Worse yet, infections acquired in the hospital are more likely to be caused by pathogens resistant to common antibiotics. Besides sick people, and those engaged in taking care of them, hospitals are also full of antibiotics. Therefore the microbes found in hospitals are likely to be those that can flourish in an antibiotic-ridden environment.
Connecticut residents may be curious to know how their local hospital's infection rate stacks up. That information is surprisingly hard to come by. Large teaching hospitals occasionally tattle on themselves in medical journals. But this is not the sort of thing a local hospital will put in its annual report.

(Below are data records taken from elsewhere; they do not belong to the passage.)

PR #2788, opened 2026-07-08
Compare the base API, not to_s, when refreshing a mounted app

ericproulx:
### Problem

`refresh_already_mounted` deduplicates endpoints for the "same" mounted app with a string compare:

```ruby
endpoints.delete_if { |endpoint| endpoint.mounted_app.to_s == app.to_s }
```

The Connecticut Office of Health Care Access recently published a study comparing all hospitals in the state on parameters such as death rate and complication rate. But hospital-acquired infections were not part of the study. The federal Centers for Disease Control and Prevention compile data on hospital infection rates submitted voluntarily by participating hospitals. But they guarantee complete anonymity for the information. You can see their point.
Disease-causing microbes make their living by outwitting the human immune system and antibiotics. Some of them are very good at what they do. The one exception is smallpox, now extinct thanks to decades of vaccination programs all over the world.
Therefore, quite apart from the insurance industry's wish to save money by shortening hospital stays, it may be in our interest as patients to walk out of the hospital as soon as we can, and recuperate in the safety of our homes.